_EXERCISE GOAL:_ Where does the string "restoring" appear? Copy every line of the entries below that holds it.

---- DATA RECORDS

PR #807, opened 2026-07-31
feat(token-usage): attribute spend to the scheduled task that caused it

VTolnai:
**R0** for kanban #134, and the missing input for #132's routing decisions.

## The gap

`task_title` and `project` were **0% populated** across all 9309 rows. "What did the morning briefing cost last month" had no answer, so a model router could be neither trained nor evaluated — and no amount of later work recovers a day that went by unlabelled.

## The anchor

The schedule runner already wraps every injected prompt in a provenance wrapper carrying two markers. Measured across all 95 transcripts on 2026-07-31: **1149 scheduled prompts, 13 distinct tasks**, with the structured `<scheduled-task source="scheduled-task:X">` tag and the human-readable `[Heartbeat: X]` / `[Utemezett feladat: X]` prefix appearing **together on all 1149 and never apart**.

We anchor on the structured tag: a person can quote the bracket form in prose, but not the tag. A test pins that.

Neither marker sits at the head of the message — the safety preamble comes first. An `^`-anchored match finds nothing, which is how I mismeasured this once before concluding the markers were absent entirely.

## Three ways this would have been silently wrong

| Trap | Consequence if missed |
|---|---|
| **Tool results are `user` lines** (8270 of 10579) | Treating one as a person clears the label on a scheduled run's *first tool call* — every task appears to cost one API call |
| **An unmarked user turn must clear the label** | Otherwise one prompt's name bleeds onto every later turn in a long interactive session, wildly overstating that task |
| **Parsing resumes mid-file from the cursor** | The marker naming the current task usually sits in an already-consumed chunk; without carrying it, attribution goes quietly partial after the first resume |

The cursor gains `last_task_title` for the third. A full re-read (`fromLine 0`) starts clean, so a stale label cannot survive a deliberate rescan.

## Scope

Only the schedule **name** is stored. Its kind (`task` vs `heartbeat`) already lives in the schedule's own `task-config.json` and would go stale if duplicated per row. The upsert fills `task_title` when absent but **never overwrites**, so a backfill can label history without rewriting good rows. `project` is deliberately left alone rather than filled with an invented meaning.

## Verification

- **13 new tests + 23 existing token-usage tests pass**; `tsc --noEmit` clean.
- **Full suite green on a fresh upstream base: 3110 pass, 0 failures.** (An earlier revision of this description reported 13 failures as "pre-existing"; they were an artifact of running the suite from a worktree under `/tmp`, which `isUnsafeHookCommand` rejects. Re-run from `~/.cache`, everything passes.)
- **Verified end-to-end against the real transcripts** with an in-memory DB (the live database was never opened): **2412/9528 rows labelled across exactly the 13 distinct tasks** an independent count found. The unlabelled 75% is interactive work, which correctly has no task.

## What it already answers

With labelling in place, the previously unanswerable split falls out — scheduled work is **32.3%** of list-price-equivalent spend, interactive **67.7%**; and the three costliest scheduled tasks are all heartbeats (26.5% of total between them). That reframes where routing can and cannot help; detail on the #134 card.

### DIFF
--- a/src/__tests__/token-usage-task-labelling.test.ts
+++ b/src/__tests__/token-usage-task-labelling.test.ts
@@ -1,0 +1,118 @@
+import { describe, it, expect } from 'vitest'
+import { parseScheduledTaskMarker, userTurnText, collapseByMessageId } from '../web/token-usage.js'
+
+/**
+ * R0 (kanban #134): attribute token spend to the scheduled task that caused it.
+ *
+ * Nothing labelled the rows before this: task_title and project were 0%
+ * populated across all 9309 of them, so "what did the morning briefing cost
+ * last month" had no answer, and a model router could be neither trained nor
+ * evaluated.
+ *
+ * The label comes off the provenance wrapper the schedule runner puts around
+ * every injected prompt. Measured across all 95 transcripts on 2026-07-31:
+ * 1149 scheduled prompts, 13 distinct tasks, and the structured tag and the
+ * bracket prefix always appear together (1149/1149).
+ */
+
+// Shape of a real wrapped scheduled prompt: safety preamble, bracket prefix,
+// then the structured tag. The markers are mid-string, never at the head.
+function wrapped(kind: 'Heartbeat' | 'Utemezett feladat', name: string): string {
+  return (
+    'The wrapper marks provenance, not distrust. ' +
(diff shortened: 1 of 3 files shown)


Szotasz:

PR #808, opened 2026-07-31
feat(costops): eco mode -- one switch that moves the fleet to a cheap model

VTolnai:
> ⚠️ **Stacked on #806.** This branch carries **two** commits: `feat(costops): price token usage…` (the F1 commit, already open as #806) and the eco-mode commit below, which imports `costops/pricing.ts` from it. Merge **#806 first**; this PR then reduces to the single eco-mode commit. Flagged up front rather than left for the reviewer to discover.

**F2** for kanban #132.

## What it does and pointedly does not

Writes configuration. **Restarts nothing.** A model change only lands on the next agent restart, and that stays an operator decision — the main agent in particular cannot restart itself without dropping its own session and the channel with it. Every response carries `restart_required` and the list of agents still pending one.

## Three ways a naive "switch everything to X" would be wrong

**1. It upgrades the agents that are already cheap.** The fleet is mixed — `claude-fable-5` on the main agent, `claude-opus-5[1m]` on two, `claude-sonnet-5` on two — so moving everything to one model *raises* the bill for whatever sits below it. Agents at or under the target's rate are left alone and reported with a reason.

**2. It is a one-way door.** Originals are saved on enable. An absent `model` field is saved as `null`, not as today's `DEFAULT_MODEL`: restoring it must **delete** the field again, otherwise the agent is silently pinned to whatever the default happened to be that day and stops tracking future changes. Re-running enable while already on does not overwrite the saved originals.

**3. It writes model strings that do not exist.** `claude-opus-5[1m]` and `claude-opus-5` name the same priced model, but `[1m]` is not valid everywhere — haiku has no 1M variant. The target is therefore taken as a **literal** and validated against the price map rather than assembled by substitution. An unknown target is refused with a **400** instead of being written into a live config, where it would fail the agent's next launch. (The naming gotcha from the fleet model-config skill, enforced in code.)

## Safety of the writes

Config files are edited **key-wise** and written **atomically** via `rename(2)`. They carry hooks, plugins and per-agent settings this module knows nothing about — rewriting them from a typed shape would drop whatever it failed to model — and `.claude/settings.json` is live, so a half-written file there would break the next start.

## Default target

`claude-sonnet-5`, not haiku: it halves the fleet's most expensive model and cuts opus-5 by 40% while staying in the tier the paid work already runs on. Haiku is a bigger saving *and* a bigger capability drop, so it is an explicit choice (`target` in the request), not a default.

## API

| | |
|---|---|
| `GET /api/costs/eco` | current state + dry-run preview |
| `POST /api/costs/eco` | `{enabled, target?, dry_run?}` — applies config, never restarts |

## Verification

- **27 new tests**, `tsc --noEmit` clean, full suite **3147 pass, 0 failures** on a fresh upstream base.
- **Three sabotage controls run.** Removing the price-inversion guard fails 2 tests; always re-saving the originals fails 1; restoring an absent field as a model instead of `null` fails 2. (A fourth attempt initially "passed" — the sabotage had not matched due to indentation. Re-run correctly, it fails 2. A control that does not apply proves nothing.)
- The HTTP tests are deliberately non-mutating — GET, a rejected target, and an explicit dry run — so the suite never rewrites a tracked config to make its point. The write path is covered against temp files.

### DIFF
--- a/src/__tests__/costops-api.test.ts
+++ b/src/__tests__/costops-api.test.ts
@@ -41,14 +41,42 @@ describe('costops API (route smoke)', () => {
     expect(out.body).toHaveProperty('breakdown')
     expect(out.body).toHaveProperty('budget')
     expect(out.body).toHaveProperty('token_usage')
-    // token usage reported as VOLUME
+    // token usage reported as VOLUME, plus a labelled list-price equivalent
     expect(out.body.token_usage.input_tokens).toBe(1234)
     expect(out.body.token_usage.output_tokens).toBe(5678)
-    expect(out.body.token_usage.note).toContain('not priced')
+    expect(out.body.token_usage.note).toContain('LIST-PRICE EQUIVALENT')
+    expect(out.body.token_usage.list_price_equivalent.basis).toBe('list_price_equivalent')
+    expect(out.body.token_usage.list_price_equivalent.currency).toBe('USD')
     // money never derived from tokens (config amounts are 0 placeholders)
     expect(typeof out.body.current_spend).toBe('number')
     // no secret / account id leaks into the response
     expect(JSON.stringify(out.body)).not.toMatch(/secret|api[_-]?key|password|token=/i)
+  })
+
+  it('GET /api/costs/tokens prices a rolling window and labels its basis', async () => {
+    const now = Math.floor(Date.now() / 1000)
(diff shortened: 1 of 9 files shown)


Szotasz:

PR #809, opened 2026-07-31
feat(costops): attribute a task's cost to inherited context vs own work

VTolnai:
> ⚠️ **Stacked on #806 and #808.** Three commits: the F1 pricing commit (#806), the F2 eco-mode commit (#808), and the attribution commit below, which imports `costops/pricing.ts` and sits alongside eco-mode in `routes/costs.ts`. Merge **#806 → #808 → this**; it then reduces to a single commit.

**R1** for kanban #134 — **reframed**, with the reframing approved after the measurement below.

## The original premise did not survive measurement

R1 was to shadow a model router. But across the 13 marker-labelled tasks, the spread **within** one task is larger than the spread **between** tasks:

| | ratio |
|---|---|
| within one task (median) | **11x** |
| between tasks (medians) | 5.9x |
| `memoria-heartbeat` extremes | **$0.05 … $11.44** (249x, identical work) |

And the mechanism is visible: $11.44 at 730k `cache_read`/call, $0.05 at 47k. The runner injects into an **already-running session**, so a task pays to re-read whatever context that session had accumulated. What a task costs is mostly a fact about its host — a complexity heuristic built on observed cost would be measuring session state.

## What this does instead

Decomposes each task's spend into **inherited context** and **own work**, and prices running it in a fresh session. Against live data:

```
inherited context   $752.54   (86%)
own work            $124.93   (14%)
total               $877.47
fresh-session       $564.67  ->  saving $312.80 (36%)
```

## The fresh-session comparison is priced honestly

This is the part that decides whether any of it is trustworthy. A fresh session is **not free**: it writes its own preamble to cache once (1.25x) and re-reads it on every later call (0.1x). The preamble is **measured, not assumed** — 41,224 tokens, the median first-call context across the 40 sessions in `token_usage` (quartiles 36.3k / 43.5k).

With it priced in the saving is **36%**, not the 86% a naive comparison would claim. Two tasks come out **worse** fresh (`heti-osszefoglalo` at −4%): a frequent short heartbeat re-pays startup on every run. A model that always favoured fresh sessions would be rigged, so a test pins that it can lose.

## The report carries the evidence for its own caveat

`complexity_signal` **computes** the within/between variance rather than asserting it, and derives its verdict from the comparison — so the negative result about cost-based complexity heuristics is reproducible from the output, not a claim in a commit message.

## Scope

Restricted to the marker-labelled schedule names. That filter is **not optional**: `task_title` also holds kanban card titles written by `correlateWithKanban()`, which are a time-window guess rather than a statement of what a run was doing. Mixing them would put unreliable attribution into a cost figure.

Read-only — computes, stores nothing, changes nothing. `GET /api/costs/context-attribution?days=N`.

## Verification

- 18 new tests, `tsc --noEmit` clean, full suite **3165 pass, 0 failures**.
- **Three sabotage controls, each asserted to have applied before running** (a control that silently fails to apply proves nothing — that happened to me once and is now guarded): making the fresh session free fails 3 tests; folding inherited context into own work fails 3; bucketing runs by clock hour instead of a time gap fails 2.

### DIFF
--- a/src/__tests__/costops-api.test.ts
+++ b/src/__tests__/costops-api.test.ts
@@ -41,14 +41,42 @@ describe('costops API (route smoke)', () => {
     expect(out.body).toHaveProperty('breakdown')
     expect(out.body).toHaveProperty('budget')
     expect(out.body).toHaveProperty('token_usage')
-    // token usage reported as VOLUME
+    // token usage reported as VOLUME, plus a labelled list-price equivalent
     expect(out.body.token_usage.input_tokens).toBe(1234)
     expect(out.body.token_usage.output_tokens).toBe(5678)
-    expect(out.body.token_usage.note).toContain('not priced')
+    expect(out.body.token_usage.note).toContain('LIST-PRICE EQUIVALENT')
+    expect(out.body.token_usage.list_price_equivalent.basis).toBe('list_price_equivalent')
+    expect(out.body.token_usage.list_price_equivalent.currency).toBe('USD')
     // money never derived from tokens (config amounts are 0 placeholders)
     expect(typeof out.body.current_spend).toBe('number')
     // no secret / account id leaks into the response
     expect(JSON.stringify(out.body)).not.toMatch(/secret|api[_-]?key|password|token=/i)
+  })
+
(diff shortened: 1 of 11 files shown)


Szotasz:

--------

_COMPLETED EXERCISE:_
**2. It is a one-way door.** Originals are saved on enable. An absent `model` field is saved as `null`, not as today's `DEFAULT_MODEL`: restoring it must **delete** the field again, otherwise the agent is silently pinned to whatever the default happened to be that day and stops tracking future changes. Re-running enable while already on does not overwrite the saved originals.
- **Three sabotage controls run.** Removing the price-inversion guard fails 2 tests; always re-saving the originals fails 1; restoring an absent field as a model instead of `null` fails 2. (A fourth attempt initially "passed" — the sabotage had not matched due to indentation. Re-run correctly, it fails 2. A control that does not apply proves nothing.)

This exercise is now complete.